## Supplied material
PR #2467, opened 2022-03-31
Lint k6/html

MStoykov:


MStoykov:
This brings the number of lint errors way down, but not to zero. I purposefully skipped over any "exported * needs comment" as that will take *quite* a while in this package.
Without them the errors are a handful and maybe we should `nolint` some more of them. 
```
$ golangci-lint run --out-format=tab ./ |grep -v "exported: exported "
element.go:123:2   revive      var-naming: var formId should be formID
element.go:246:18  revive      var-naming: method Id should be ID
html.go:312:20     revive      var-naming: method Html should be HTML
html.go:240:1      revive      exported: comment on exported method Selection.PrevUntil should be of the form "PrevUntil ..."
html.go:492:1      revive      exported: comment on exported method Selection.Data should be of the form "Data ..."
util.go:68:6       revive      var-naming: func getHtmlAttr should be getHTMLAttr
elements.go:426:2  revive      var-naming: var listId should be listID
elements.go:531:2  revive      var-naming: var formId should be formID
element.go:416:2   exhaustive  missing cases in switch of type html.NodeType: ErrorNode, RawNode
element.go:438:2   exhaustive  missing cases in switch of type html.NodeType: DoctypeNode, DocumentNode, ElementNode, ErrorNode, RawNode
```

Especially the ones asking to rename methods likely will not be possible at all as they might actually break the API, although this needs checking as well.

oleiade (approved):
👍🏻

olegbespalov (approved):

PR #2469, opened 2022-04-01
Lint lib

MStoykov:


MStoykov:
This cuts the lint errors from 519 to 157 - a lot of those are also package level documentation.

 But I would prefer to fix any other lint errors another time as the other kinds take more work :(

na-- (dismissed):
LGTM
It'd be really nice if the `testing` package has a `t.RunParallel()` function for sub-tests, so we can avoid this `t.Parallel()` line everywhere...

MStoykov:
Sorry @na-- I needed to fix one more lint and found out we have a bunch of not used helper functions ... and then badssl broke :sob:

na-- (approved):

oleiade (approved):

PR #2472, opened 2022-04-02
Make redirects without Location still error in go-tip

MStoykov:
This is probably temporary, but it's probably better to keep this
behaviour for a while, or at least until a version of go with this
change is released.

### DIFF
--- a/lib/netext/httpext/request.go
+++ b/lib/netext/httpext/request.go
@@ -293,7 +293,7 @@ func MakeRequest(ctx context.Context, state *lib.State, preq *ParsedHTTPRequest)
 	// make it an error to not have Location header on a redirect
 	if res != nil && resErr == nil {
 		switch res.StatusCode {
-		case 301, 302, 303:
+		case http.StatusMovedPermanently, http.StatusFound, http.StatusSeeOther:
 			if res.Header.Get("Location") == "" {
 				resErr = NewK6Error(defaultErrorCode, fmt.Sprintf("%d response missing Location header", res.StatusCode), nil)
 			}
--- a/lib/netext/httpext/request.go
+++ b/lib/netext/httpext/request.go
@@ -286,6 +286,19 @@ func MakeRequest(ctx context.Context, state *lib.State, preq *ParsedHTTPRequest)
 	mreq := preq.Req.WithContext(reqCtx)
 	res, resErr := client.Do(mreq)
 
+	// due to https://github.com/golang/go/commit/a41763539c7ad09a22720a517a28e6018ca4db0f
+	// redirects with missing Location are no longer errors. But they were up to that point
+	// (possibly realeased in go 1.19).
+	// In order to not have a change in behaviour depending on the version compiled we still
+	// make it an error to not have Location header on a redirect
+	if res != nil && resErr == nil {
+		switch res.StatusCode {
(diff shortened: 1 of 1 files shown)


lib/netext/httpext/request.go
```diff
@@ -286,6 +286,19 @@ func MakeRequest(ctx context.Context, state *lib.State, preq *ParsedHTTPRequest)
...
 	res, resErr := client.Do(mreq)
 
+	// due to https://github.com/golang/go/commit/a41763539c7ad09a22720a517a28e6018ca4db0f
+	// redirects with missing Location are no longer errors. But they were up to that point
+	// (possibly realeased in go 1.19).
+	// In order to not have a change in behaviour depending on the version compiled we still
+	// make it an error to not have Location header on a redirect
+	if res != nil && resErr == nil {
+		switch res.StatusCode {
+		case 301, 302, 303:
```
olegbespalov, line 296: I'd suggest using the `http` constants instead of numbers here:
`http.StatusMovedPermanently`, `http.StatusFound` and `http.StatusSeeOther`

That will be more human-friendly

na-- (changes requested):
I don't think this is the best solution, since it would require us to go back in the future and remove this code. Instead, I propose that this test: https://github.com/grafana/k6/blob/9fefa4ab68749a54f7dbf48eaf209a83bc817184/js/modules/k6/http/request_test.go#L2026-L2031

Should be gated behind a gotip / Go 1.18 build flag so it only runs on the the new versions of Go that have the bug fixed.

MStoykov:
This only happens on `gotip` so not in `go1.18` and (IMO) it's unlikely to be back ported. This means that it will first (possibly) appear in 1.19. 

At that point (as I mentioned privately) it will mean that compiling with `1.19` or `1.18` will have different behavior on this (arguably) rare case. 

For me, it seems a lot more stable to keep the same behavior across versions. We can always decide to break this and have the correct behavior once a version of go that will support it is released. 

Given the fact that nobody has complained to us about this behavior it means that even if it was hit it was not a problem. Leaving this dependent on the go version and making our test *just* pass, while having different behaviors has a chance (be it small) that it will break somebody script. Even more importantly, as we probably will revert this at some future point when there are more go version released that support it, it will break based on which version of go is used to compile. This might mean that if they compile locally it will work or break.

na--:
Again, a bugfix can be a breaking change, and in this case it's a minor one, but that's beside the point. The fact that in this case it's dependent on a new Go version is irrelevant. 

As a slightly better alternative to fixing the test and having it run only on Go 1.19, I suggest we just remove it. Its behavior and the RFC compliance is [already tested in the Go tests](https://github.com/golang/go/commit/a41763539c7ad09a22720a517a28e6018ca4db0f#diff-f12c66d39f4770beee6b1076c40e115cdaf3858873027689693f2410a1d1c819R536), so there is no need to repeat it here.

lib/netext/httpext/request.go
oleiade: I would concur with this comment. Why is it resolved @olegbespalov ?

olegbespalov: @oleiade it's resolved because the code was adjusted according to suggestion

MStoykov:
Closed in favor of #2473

## Instructions to follow
Copy every line above in which the string "gotip" shows up.

## Response box
Should be gated behind a gotip / Go 1.18 build flag so it only runs on the the new versions of Go that have the bug fixed.
This only happens on `gotip` so not in `go1.18` and (IMO) it's unlikely to be back ported. This means that it will first (possibly) appear in 1.19. 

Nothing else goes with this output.